══ The data ══
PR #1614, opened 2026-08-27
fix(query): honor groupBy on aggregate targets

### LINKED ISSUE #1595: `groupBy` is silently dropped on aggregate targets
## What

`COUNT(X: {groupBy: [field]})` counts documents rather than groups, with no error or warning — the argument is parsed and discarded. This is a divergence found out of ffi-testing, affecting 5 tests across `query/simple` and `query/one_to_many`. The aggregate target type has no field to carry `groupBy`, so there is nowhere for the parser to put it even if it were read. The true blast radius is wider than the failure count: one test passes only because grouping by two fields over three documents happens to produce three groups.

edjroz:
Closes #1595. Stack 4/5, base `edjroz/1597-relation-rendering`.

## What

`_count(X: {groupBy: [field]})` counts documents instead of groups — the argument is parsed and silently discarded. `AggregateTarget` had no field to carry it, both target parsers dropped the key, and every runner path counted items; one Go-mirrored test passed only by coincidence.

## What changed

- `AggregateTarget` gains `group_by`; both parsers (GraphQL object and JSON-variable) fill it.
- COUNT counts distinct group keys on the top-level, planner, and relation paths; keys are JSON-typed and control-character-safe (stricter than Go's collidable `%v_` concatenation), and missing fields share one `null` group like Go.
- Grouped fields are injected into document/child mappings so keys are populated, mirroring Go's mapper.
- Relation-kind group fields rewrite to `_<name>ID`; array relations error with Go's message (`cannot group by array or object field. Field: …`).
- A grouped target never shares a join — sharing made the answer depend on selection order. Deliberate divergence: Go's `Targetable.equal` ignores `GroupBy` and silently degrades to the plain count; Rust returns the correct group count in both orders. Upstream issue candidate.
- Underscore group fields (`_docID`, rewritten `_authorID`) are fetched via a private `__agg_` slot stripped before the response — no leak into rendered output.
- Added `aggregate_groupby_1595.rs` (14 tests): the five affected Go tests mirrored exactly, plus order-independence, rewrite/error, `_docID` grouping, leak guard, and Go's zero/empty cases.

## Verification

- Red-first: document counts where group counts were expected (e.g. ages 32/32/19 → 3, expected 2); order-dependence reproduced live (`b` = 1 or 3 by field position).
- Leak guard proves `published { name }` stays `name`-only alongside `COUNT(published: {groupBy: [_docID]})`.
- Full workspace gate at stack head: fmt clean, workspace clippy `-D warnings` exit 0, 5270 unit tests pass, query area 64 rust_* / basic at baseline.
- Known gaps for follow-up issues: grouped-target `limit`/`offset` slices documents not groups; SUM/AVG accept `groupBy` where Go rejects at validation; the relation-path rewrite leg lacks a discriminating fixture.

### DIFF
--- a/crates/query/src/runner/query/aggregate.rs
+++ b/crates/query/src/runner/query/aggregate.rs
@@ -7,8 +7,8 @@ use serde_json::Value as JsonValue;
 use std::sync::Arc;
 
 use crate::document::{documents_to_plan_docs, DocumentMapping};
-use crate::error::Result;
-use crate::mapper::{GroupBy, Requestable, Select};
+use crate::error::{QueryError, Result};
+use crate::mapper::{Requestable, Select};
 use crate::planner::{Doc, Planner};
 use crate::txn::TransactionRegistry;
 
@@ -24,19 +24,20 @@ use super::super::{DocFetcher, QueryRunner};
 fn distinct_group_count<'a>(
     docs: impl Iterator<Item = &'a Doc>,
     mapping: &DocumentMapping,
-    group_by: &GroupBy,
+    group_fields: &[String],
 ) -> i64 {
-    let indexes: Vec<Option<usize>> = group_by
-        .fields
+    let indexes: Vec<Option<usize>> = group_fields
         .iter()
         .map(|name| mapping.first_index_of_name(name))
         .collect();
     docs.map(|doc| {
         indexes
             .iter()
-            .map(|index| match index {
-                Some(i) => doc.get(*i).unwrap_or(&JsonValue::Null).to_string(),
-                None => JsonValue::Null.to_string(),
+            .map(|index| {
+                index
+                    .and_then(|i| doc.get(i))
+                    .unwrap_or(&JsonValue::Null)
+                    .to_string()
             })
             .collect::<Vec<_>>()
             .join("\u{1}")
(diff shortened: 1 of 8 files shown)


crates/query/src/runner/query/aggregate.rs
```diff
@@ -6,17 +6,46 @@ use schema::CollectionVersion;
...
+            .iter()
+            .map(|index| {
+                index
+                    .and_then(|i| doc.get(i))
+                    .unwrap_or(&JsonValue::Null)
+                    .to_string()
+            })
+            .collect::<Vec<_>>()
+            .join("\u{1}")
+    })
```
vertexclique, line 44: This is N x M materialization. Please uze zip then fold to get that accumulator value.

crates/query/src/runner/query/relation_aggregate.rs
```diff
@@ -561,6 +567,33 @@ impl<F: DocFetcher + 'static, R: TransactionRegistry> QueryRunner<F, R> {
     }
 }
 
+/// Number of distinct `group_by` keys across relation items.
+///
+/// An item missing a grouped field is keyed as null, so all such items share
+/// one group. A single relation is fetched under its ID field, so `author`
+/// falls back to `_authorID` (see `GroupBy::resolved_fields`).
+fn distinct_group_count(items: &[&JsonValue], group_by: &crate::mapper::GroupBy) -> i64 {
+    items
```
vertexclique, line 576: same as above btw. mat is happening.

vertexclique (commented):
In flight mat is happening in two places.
═══
- [What you have to do]: Retype every entry word for word.

- [Answer to this problem]:
PR #1614, opened 2026-08-27
fix(query): honor groupBy on aggregate targets

### LINKED ISSUE #1595: `groupBy` is silently dropped on aggregate targets
## What

`COUNT(X: {groupBy: [field]})` counts documents rather than groups, with no error or warning — the argument is parsed and discarded. This is a divergence found out of ffi-testing, affecting 5 tests across `query/simple` and `query/one_to_many`. The aggregate target type has no field to carry `groupBy`, so there is nowhere for the parser to put it even if it were read. The true blast radius is wider than the failure count: one test passes only because grouping by two fields over three documents happens to produce three groups.

edjroz:
Closes #1595. Stack 4/5, base `edjroz/1597-relation-rendering`.

## What

`_count(X: {groupBy: [field]})` counts documents instead of groups — the argument is parsed and silently discarded. `AggregateTarget` had no field to carry it, both target parsers dropped the key, and every runner path counted items; one Go-mirrored test passed only by coincidence.

## What changed

- `AggregateTarget` gains `group_by`; both parsers (GraphQL object and JSON-variable) fill it.
- COUNT counts distinct group keys on the top-level, planner, and relation paths; keys are JSON-typed and control-character-safe (stricter than Go's collidable `%v_` concatenation), and missing fields share one `null` group like Go.
- Grouped fields are injected into document/child mappings so keys are populated, mirroring Go's mapper.
- Relation-kind group fields rewrite to `_<name>ID`; array relations error with Go's message (`cannot group by array or object field. Field: …`).
- A grouped target never shares a join — sharing made the answer depend on selection order. Deliberate divergence: Go's `Targetable.equal` ignores `GroupBy` and silently degrades to the plain count; Rust returns the correct group count in both orders. Upstream issue candidate.
- Underscore group fields (`_docID`, rewritten `_authorID`) are fetched via a private `__agg_` slot stripped before the response — no leak into rendered output.
- Added `aggregate_groupby_1595.rs` (14 tests): the five affected Go tests mirrored exactly, plus order-independence, rewrite/error, `_docID` grouping, leak guard, and Go's zero/empty cases.

## Verification

- Red-first: document counts where group counts were expected (e.g. ages 32/32/19 → 3, expected 2); order-dependence reproduced live (`b` = 1 or 3 by field position).
- Leak guard proves `published { name }` stays `name`-only alongside `COUNT(published: {groupBy: [_docID]})`.
- Full workspace gate at stack head: fmt clean, workspace clippy `-D warnings` exit 0, 5270 unit tests pass, query area 64 rust_* / basic at baseline.
- Known gaps for follow-up issues: grouped-target `limit`/`offset` slices documents not groups; SUM/AVG accept `groupBy` where Go rejects at validation; the relation-path rewrite leg lacks a discriminating fixture.

### DIFF
--- a/crates/query/src/runner/query/aggregate.rs
+++ b/crates/query/src/runner/query/aggregate.rs
@@ -7,8 +7,8 @@ use serde_json::Value as JsonValue;
 use std::sync::Arc;
 
 use crate::document::{documents_to_plan_docs, DocumentMapping};
-use crate::error::Result;
-use crate::mapper::{GroupBy, Requestable, Select};
+use crate::error::{QueryError, Result};
+use crate::mapper::{Requestable, Select};
 use crate::planner::{Doc, Planner};
 use crate::txn::TransactionRegistry;
 
@@ -24,19 +24,20 @@ use super::super::{DocFetcher, QueryRunner};
 fn distinct_group_count<'a>(
     docs: impl Iterator<Item = &'a Doc>,
     mapping: &DocumentMapping,
-    group_by: &GroupBy,
+    group_fields: &[String],
 ) -> i64 {
-    let indexes: Vec<Option<usize>> = group_by
-        .fields
+    let indexes: Vec<Option<usize>> = group_fields
         .iter()
         .map(|name| mapping.first_index_of_name(name))
         .collect();
     docs.map(|doc| {
         indexes
             .iter()
-            .map(|index| match index {
-                Some(i) => doc.get(*i).unwrap_or(&JsonValue::Null).to_string(),
-                None => JsonValue::Null.to_string(),
+            .map(|index| {
+                index
+                    .and_then(|i| doc.get(i))
+                    .unwrap_or(&JsonValue::Null)
+                    .to_string()
             })
             .collect::<Vec<_>>()
             .join("\u{1}")
(diff shortened: 1 of 8 files shown)


crates/query/src/runner/query/aggregate.rs
```diff
@@ -6,17 +6,46 @@ use schema::CollectionVersion;
...
+            .iter()
+            .map(|index| {
+                index
+                    .and_then(|i| doc.get(i))
+                    .unwrap_or(&JsonValue::Null)
+                    .to_string()
+            })
+            .collect::<Vec<_>>()
+            .join("\u{1}")
+    })
```
vertexclique, line 44: This is N x M materialization. Please uze zip then fold to get that accumulator value.

crates/query/src/runner/query/relation_aggregate.rs
```diff
@@ -561,6 +567,33 @@ impl<F: DocFetcher + 'static, R: TransactionRegistry> QueryRunner<F, R> {
     }
 }
 
+/// Number of distinct `group_by` keys across relation items.
+///
+/// An item missing a grouped field is keyed as null, so all such items share
+/// one group. A single relation is fetched under its ID field, so `author`
+/// falls back to `_authorID` (see `GroupBy::resolved_fields`).
+fn distinct_group_count(items: &[&JsonValue], group_by: &crate::mapper::GroupBy) -> i64 {
+    items
```
vertexclique, line 576: same as above btw. mat is happening.

vertexclique (commented):
In flight mat is happening in two places.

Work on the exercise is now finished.